Most of those in the know, at least on Apple’s side, admit that there’s a low probability of anything being on the iPhone. Despite all the hype, what little data there may be on the iPhone is probably irrelevant: the shooters destroyed their personal phones and computers; this iPhone was a work phone; the government can likely already access relevant information through data carriers, etc.

But now Michael A. Ramos and Gary R. Fagan are calling that perfectly sensible narrative into question. What if, they opine, the iPhone was “used as a weapon to introduce a lying dormant cyber pathogen”? (Emphasis added.)
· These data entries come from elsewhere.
PR #254, opened 2020-10-27
Fix tid1500 plugin

lassoan:
TID1500 and Parametric mapping plugins are updated to work with latest Slicer-4.11 version.

### DIFF
--- a/DICOMPlugins/DICOMParametricMapPlugin.py
+++ b/DICOMPlugins/DICOMParametricMapPlugin.py
@@ -71,7 +71,7 @@ class DICOMParametricMapPluginClass(DICOMPluginBase):
     logging.debug('DICOM PM load()')
     try:
       uid = loadable.uid
-      logging.debug('in load(): uid = ', uid)
+      logging.debug('in load(): uid = %s', uid)
     except AttributeError:
       return False
 
@@ -83,7 +83,7 @@ class DICOMParametricMapPluginClass(DICOMPluginBase):
 
     pmFileName = slicer.dicomDatabase.fileForInstance(uid)
     if pmFileName is None:
-      logging.debug('Failed to get the filename from the DICOM database for ', uid)
+      logging.debug('Failed to get the filename from the DICOM database for %s', uid)
       self.cleanup()
       return False
 
--- a/DICOMPlugins/DICOMTID1500Plugin.py
+++ b/DICOMPlugins/DICOMTID1500Plugin.py
@@ -30,7 +30,7 @@ class DICOMTID1500PluginClass(DICOMPluginBase, ModuleLogicMixin):
     self.codings = {
       "imagingMeasurementReport": { "scheme": "DCM", "value": "126000" },
       "personObserver": { "scheme": "DCM", "value": "121008" },
-      "imagingMeasuremnts": { "scheme": "DCM", "value": "126010" },
+      "imagingMeasurements": { "scheme": "DCM", "value": "126010" },
       "measurementGroup": { "scheme": "DCM", "value": "125007" },
       "trackingIdentifier": { "scheme": "DCM", "value": "112039" },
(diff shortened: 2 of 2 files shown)


DICOMPlugins/DICOMParametricMapPlugin.py
```diff
@@ -71,7 +71,7 @@ def load(self,loadable):
     logging.debug('DICOM PM load()')
     try:
       uid = loadable.uid
-      logging.debug('in load(): uid = ', uid)
+      logging.debug('in load(): uid = %s', uid)
```
pieper, line 74: This isn't the correct syntax; would need to use % to format the string.  Previously would just print the value, which was the expected behavior.  Modern python would prefer to use the format string `f"uid = {uid}"`

DICOMPlugins/DICOMParametricMapPlugin.py
```diff
@@ -83,7 +83,7 @@ def load(self,loadable):
 
     pmFileName = slicer.dicomDatabase.fileForInstance(uid)
     if pmFileName is None:
-      logging.debug('Failed to get the filename from the DICOM database for ', uid)
+      logging.debug('Failed to get the filename from the DICOM database for %s', uid)
```
pieper, line 86: Same as above, should use `f""`

pieper (commented):
This looks great, thanks for updating. 👍   A few python coding notes inline.

There hasn't traditionally been a diverse set of data to test with, but this plugin had been working with the SRs from the Crowds Cure Cancer dataset and it would be good to confirm at some point that this still works.

@fedorov is the CCC data on the list to include in IDC?

https://wiki.cancerimagingarchive.net/display/DOI/Crowds+Cure+Cancer%3A+Data+collected+at+the+RSNA+2017+annual+meeting

https://wiki.cancerimagingarchive.net/display/DOI/Crowds+Cure+Cancer%3A+Data+collected+at+the+RSNA+2018+annual+meeting

fedorov:
Sorry, I should have not merged before Steve's review. I will fix those two lines.

> is the CCC data on the list to include in IDC?

There are many items on the list, but we need to finalize versioning plan before we can include any additional collections.

fedorov:
> is the CCC data on the list to include in IDC?

Looking at the links you shared, the SR files are in zip files, they are not in TCIA DICOM collections. Why is that?

Do we know if those annotations work with the current OHIF / IDC Viewer? We will definitely want to know this before we include those instances in IDC.

pieper:
I haven't tried the CCC annotations with OHIF.  I'm sure it can be made to work, but they may be slightly different as @lassoan pointed out.  I'm not sure why Justin didn't put the SR into the dicom infrastructure of TCIA.  Erik and I gave him the zip files and I guess he thought it was more organized to keep everything together?

fedorov:
I think we should figure those out before prioritizing! They have manifests to keep things organized, so I don't think that explains it.

DICOMPlugins/DICOMParametricMapPlugin.py
lassoan: The original version `logging.debug('in load(): uid = ', uid)` was not valid syntax.

The updated `logging.debug('in load(): uid = %s', uid)` is correct and fast.

Using f-string is correct, more readable, and slow, as string formatting and all expressions that are used in the string are always evaluated at runtime, regardless the log message is filtered out or not. See for example here https://blog.pilosus.org/posts/2020/01/24/python-f-strings-in-logging/).

In this case the performance does not matter, but for consistency and to avoid the risk of slow code getting into performance-critical places by copy-pasting, I would not use f-string for log message formatting.

pieper: Yes, I see, it's `logging` not `print` so the arguments are different.  The correction is fine then 👍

Here’s the full relevant paragraph explaining the most substantial reason for why Ramos and Fagan think the iPhone might be said to perhaps matter:

“The iPhone is a county owned telephone that may have connected to the San Bernardino County computer network. The seized IPhone [sic] may contain evidence that can only be found on the seized phone that it was used as a weapon to introduce a lying dormant cyber pathogen that endangers San Bernardino County’s infrastructure, a violation of Cal. Penal Code §502 (Lexis 2016) and poses a continuing threat to the citizens of San Bernardino County.”

The District Attorney’s office in San Bernardino did not return Inverse’s request for a comment explaining what a “lying dormant cyber pathogen” might be. (See the full amicus brief here.)

Twitter was both flabbergasted and much amused by these so-called cyber pathogens:

Ars Technica spoke with a Jonathan Zdziarski, a “prominent iPhone security expert” — who also now owns the domain Zdziarski echoed these claims of absurdity, saying that the amicus brief implies a “magical unicorn might exist on this phone.”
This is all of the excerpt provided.